--- START ---

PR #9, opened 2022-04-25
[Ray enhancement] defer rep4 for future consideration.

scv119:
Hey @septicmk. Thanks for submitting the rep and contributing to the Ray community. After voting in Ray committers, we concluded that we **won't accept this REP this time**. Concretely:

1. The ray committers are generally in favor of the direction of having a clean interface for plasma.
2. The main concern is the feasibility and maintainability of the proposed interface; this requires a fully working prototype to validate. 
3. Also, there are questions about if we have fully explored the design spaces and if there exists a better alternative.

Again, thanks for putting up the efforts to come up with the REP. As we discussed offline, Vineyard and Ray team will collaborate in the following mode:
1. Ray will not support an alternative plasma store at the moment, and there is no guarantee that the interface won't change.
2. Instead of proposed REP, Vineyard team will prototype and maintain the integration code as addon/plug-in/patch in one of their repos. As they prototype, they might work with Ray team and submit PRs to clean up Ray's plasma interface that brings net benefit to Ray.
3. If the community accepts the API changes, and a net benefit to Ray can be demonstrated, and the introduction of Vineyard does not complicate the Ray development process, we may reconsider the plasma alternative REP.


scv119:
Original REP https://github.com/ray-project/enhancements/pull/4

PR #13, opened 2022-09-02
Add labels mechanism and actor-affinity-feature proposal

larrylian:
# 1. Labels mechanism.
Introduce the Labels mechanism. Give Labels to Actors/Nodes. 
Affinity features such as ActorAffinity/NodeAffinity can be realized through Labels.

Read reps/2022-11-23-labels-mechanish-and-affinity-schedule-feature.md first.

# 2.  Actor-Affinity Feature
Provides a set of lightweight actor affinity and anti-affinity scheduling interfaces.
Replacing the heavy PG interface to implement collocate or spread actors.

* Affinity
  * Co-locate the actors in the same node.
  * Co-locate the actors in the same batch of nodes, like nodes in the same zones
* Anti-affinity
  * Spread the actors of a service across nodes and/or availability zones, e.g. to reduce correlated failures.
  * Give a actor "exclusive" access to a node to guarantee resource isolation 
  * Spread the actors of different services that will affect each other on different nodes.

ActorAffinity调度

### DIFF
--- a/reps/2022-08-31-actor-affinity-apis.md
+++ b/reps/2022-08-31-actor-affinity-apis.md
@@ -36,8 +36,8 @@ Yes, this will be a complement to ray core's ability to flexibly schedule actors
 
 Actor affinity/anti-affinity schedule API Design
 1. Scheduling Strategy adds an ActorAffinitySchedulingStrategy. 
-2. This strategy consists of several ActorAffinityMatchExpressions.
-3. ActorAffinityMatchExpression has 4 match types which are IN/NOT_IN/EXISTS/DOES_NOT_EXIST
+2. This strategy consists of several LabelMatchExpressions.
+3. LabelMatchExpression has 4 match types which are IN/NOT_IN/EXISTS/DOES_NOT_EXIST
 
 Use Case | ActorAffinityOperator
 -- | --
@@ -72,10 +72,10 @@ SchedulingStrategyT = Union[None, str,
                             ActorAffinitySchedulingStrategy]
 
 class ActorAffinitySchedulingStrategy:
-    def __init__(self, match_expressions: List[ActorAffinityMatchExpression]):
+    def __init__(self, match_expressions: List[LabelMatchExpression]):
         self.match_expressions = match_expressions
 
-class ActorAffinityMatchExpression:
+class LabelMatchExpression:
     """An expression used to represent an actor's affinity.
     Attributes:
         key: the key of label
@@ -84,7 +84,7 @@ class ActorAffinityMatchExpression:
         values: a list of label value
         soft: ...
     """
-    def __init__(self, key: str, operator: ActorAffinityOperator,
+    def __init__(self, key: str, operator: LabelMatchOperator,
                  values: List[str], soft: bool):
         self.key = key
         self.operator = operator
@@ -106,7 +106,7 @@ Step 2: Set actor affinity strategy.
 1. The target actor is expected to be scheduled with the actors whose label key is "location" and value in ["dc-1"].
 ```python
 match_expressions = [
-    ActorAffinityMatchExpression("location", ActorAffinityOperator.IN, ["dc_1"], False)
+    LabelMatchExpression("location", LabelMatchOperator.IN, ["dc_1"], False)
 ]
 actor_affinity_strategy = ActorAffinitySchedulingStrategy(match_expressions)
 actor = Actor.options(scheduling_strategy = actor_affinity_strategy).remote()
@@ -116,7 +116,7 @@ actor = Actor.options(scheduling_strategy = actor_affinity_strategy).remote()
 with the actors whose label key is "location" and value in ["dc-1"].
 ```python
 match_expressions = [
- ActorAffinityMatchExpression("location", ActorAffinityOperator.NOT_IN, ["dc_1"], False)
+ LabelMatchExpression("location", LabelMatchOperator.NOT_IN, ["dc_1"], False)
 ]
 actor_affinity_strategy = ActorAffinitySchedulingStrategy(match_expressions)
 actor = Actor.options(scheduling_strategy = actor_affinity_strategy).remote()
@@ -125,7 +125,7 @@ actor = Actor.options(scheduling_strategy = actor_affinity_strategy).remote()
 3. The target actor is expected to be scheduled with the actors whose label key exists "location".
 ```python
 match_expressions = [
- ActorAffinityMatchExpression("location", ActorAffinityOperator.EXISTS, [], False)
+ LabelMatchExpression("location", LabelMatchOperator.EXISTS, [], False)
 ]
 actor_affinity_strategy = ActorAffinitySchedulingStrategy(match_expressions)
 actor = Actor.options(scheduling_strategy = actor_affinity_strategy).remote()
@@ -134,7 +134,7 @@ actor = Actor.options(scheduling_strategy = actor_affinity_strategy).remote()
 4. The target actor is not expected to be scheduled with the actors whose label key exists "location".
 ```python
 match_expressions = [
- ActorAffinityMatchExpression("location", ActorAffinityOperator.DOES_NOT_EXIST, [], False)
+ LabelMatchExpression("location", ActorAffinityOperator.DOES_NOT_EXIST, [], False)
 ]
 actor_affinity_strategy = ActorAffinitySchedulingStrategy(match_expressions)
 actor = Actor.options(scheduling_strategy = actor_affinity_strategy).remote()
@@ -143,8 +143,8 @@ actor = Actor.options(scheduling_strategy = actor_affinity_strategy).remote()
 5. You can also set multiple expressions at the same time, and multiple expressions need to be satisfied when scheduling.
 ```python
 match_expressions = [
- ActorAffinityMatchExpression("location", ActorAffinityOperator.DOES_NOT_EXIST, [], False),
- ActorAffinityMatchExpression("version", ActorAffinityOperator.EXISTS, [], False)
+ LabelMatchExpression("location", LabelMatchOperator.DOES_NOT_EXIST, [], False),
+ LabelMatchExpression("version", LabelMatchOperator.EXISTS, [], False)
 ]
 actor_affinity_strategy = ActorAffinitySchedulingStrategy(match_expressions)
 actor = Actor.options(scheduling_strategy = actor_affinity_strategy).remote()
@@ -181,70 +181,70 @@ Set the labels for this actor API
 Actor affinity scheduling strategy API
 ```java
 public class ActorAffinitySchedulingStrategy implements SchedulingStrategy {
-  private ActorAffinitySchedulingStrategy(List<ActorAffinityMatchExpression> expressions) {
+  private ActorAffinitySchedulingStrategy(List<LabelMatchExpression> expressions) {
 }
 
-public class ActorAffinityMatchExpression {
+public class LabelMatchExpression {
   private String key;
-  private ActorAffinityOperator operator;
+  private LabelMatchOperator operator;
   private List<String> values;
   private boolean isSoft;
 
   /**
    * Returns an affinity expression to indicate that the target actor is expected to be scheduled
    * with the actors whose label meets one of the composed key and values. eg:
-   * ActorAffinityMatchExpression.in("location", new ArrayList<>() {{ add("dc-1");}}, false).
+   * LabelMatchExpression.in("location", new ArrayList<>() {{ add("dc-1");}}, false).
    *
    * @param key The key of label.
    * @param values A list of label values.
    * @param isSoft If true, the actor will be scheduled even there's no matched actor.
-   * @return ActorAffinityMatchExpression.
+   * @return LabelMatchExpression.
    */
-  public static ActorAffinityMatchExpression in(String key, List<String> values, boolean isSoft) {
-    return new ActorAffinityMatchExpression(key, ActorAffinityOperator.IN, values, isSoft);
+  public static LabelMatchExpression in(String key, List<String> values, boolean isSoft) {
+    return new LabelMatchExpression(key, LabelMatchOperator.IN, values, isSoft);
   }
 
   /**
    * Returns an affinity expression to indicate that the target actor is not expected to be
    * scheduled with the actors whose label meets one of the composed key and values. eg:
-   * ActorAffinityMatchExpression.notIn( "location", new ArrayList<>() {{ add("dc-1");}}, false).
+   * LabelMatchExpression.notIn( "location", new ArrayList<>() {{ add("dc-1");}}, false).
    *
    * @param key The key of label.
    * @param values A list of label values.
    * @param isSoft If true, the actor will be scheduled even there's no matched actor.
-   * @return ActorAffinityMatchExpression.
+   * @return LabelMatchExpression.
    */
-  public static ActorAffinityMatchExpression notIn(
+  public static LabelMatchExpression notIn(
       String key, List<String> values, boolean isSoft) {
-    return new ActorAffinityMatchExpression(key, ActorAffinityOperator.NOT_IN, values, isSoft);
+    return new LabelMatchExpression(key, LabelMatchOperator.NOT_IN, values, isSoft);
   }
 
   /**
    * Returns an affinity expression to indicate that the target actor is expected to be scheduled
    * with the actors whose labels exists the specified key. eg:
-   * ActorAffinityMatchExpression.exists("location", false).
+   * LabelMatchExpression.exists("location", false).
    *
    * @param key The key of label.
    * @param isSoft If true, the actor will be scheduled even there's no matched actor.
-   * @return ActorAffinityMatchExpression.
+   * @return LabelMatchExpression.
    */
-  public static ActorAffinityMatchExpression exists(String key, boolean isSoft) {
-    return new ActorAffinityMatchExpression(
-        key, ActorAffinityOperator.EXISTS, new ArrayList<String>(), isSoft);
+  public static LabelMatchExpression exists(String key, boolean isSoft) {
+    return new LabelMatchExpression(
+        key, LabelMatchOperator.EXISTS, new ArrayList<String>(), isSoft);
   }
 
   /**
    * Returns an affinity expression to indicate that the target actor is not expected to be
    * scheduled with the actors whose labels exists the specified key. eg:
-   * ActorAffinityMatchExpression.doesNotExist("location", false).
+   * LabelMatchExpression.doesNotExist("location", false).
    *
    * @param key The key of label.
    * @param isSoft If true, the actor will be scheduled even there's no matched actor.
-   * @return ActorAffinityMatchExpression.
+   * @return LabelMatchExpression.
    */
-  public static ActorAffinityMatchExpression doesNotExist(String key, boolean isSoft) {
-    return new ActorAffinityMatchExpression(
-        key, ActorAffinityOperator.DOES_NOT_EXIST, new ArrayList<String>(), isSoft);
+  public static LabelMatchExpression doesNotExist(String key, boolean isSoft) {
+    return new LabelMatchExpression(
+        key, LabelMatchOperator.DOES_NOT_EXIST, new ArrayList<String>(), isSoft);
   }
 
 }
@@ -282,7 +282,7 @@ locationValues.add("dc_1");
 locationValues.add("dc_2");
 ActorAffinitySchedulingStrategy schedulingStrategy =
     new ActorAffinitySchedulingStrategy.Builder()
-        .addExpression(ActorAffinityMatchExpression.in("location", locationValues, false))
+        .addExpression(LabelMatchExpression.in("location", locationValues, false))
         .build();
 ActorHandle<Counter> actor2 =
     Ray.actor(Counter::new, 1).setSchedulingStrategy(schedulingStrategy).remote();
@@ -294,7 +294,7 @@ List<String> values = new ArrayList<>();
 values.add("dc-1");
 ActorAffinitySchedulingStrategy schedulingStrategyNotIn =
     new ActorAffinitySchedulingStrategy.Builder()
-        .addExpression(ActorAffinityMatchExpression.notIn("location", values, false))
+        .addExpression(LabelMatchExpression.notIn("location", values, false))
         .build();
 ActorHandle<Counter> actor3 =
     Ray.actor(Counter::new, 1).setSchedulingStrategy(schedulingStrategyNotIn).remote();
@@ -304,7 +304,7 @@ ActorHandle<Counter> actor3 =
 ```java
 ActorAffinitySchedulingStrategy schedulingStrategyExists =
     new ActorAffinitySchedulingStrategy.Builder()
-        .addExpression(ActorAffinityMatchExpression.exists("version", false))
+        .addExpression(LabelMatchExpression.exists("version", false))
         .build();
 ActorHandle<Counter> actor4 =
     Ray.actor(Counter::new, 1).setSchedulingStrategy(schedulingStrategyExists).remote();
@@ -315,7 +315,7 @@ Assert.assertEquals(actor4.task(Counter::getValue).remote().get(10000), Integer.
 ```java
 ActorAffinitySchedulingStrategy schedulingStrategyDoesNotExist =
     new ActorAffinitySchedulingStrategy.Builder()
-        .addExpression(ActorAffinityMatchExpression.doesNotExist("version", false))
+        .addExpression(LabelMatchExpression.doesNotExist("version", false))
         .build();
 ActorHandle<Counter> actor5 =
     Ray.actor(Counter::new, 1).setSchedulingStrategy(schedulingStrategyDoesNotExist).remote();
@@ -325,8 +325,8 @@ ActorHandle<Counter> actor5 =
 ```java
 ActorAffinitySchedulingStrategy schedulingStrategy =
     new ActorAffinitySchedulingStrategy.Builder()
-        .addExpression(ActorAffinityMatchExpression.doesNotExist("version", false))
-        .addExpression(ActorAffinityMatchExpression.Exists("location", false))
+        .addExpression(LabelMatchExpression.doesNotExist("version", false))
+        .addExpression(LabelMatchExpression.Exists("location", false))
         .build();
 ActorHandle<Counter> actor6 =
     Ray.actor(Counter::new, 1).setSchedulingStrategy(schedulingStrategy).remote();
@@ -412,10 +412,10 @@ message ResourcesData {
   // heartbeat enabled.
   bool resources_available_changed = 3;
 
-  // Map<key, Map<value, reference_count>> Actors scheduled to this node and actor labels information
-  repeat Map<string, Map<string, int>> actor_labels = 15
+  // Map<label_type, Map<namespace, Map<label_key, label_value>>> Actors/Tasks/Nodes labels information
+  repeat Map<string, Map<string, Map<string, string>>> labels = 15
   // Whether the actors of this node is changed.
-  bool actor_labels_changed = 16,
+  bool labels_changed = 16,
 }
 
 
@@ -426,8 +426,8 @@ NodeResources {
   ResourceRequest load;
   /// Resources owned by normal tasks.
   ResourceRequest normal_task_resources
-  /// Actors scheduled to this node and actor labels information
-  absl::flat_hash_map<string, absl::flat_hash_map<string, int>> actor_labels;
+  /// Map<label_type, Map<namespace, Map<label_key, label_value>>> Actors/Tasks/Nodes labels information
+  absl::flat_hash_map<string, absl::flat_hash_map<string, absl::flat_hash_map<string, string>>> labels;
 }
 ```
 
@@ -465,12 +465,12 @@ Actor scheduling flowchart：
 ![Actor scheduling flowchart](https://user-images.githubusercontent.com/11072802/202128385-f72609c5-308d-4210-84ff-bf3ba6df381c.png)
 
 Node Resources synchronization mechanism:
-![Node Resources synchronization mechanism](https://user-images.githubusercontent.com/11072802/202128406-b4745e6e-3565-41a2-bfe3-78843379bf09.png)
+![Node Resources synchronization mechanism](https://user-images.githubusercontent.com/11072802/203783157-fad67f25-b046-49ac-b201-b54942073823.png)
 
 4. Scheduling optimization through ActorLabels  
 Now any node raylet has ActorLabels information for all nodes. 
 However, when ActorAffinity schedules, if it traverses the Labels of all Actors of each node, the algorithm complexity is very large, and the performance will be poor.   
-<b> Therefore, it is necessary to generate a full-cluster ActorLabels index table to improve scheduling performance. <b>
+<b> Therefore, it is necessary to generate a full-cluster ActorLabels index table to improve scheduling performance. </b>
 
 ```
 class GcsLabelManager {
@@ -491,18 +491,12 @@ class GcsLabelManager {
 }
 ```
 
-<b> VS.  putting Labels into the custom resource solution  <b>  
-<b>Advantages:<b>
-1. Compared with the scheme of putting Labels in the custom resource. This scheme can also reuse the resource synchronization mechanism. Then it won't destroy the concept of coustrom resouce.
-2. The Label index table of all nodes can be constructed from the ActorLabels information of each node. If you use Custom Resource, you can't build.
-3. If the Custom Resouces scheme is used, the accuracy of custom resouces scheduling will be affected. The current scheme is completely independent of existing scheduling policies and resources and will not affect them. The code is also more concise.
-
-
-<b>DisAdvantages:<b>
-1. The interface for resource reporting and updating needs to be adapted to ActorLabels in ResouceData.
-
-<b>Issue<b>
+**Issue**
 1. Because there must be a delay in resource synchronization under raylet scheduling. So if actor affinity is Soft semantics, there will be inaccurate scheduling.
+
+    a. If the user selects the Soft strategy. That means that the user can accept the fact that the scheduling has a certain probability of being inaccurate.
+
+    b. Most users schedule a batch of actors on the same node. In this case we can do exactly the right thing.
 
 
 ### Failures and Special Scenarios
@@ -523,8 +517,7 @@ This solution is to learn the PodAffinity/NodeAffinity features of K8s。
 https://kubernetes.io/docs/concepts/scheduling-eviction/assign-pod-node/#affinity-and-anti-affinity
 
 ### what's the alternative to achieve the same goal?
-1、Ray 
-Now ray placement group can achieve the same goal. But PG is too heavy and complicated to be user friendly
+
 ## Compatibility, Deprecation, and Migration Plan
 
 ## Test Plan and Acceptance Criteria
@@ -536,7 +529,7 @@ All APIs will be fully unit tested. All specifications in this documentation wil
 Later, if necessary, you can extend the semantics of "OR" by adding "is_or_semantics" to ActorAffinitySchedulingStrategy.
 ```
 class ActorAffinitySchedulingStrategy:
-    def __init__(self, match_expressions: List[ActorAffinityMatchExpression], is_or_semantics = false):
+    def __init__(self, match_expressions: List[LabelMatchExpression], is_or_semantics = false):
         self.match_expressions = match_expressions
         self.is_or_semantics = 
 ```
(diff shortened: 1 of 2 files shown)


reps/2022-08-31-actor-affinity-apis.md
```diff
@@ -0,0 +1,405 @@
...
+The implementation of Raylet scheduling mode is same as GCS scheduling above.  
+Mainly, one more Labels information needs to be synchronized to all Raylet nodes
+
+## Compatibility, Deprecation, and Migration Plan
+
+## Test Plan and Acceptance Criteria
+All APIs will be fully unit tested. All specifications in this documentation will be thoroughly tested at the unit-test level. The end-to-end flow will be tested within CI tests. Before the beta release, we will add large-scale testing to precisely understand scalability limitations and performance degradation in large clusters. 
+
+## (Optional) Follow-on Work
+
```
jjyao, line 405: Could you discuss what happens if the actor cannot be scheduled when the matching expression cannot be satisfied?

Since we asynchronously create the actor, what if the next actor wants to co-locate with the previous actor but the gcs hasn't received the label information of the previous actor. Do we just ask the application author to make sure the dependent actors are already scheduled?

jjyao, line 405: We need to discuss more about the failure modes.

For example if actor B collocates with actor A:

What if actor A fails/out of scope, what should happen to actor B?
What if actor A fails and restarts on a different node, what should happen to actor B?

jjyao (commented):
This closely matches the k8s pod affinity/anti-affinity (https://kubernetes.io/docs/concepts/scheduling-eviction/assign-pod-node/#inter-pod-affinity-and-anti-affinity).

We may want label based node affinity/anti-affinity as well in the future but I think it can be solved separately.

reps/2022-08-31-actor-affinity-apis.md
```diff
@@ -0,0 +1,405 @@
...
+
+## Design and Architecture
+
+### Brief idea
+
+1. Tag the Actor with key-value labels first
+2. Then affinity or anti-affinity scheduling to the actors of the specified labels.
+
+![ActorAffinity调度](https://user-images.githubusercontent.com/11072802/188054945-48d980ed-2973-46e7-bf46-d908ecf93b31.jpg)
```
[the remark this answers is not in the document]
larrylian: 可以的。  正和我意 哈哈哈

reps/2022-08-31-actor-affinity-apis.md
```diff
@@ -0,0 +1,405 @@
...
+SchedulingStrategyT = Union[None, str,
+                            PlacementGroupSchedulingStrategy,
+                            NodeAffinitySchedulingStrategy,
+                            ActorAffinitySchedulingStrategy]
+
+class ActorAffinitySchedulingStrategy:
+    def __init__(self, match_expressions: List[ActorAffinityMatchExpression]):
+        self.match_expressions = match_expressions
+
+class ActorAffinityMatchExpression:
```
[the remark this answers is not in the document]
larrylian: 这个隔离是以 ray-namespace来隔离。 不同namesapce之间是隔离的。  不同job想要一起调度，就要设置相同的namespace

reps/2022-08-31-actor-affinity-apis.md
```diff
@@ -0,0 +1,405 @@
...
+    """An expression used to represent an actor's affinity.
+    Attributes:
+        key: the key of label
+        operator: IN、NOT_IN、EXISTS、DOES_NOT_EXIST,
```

--- END ---

* EXERCISE REQUIREMENTS *
Each line from the top of the records above through the line containing "3. Also, there" needs to be transcribed exactly, and no line after it.

* RESPONSE *
PR #9, opened 2022-04-25
[Ray enhancement] defer rep4 for future consideration.

scv119:
Hey @septicmk. Thanks for submitting the rep and contributing to the Ray community. After voting in Ray committers, we concluded that we **won't accept this REP this time**. Concretely:

1. The ray committers are generally in favor of the direction of having a clean interface for plasma.
2. The main concern is the feasibility and maintainability of the proposed interface; this requires a fully working prototype to validate. 
3. Also, there are questions about if we have fully explored the design spaces and if there exists a better alternative.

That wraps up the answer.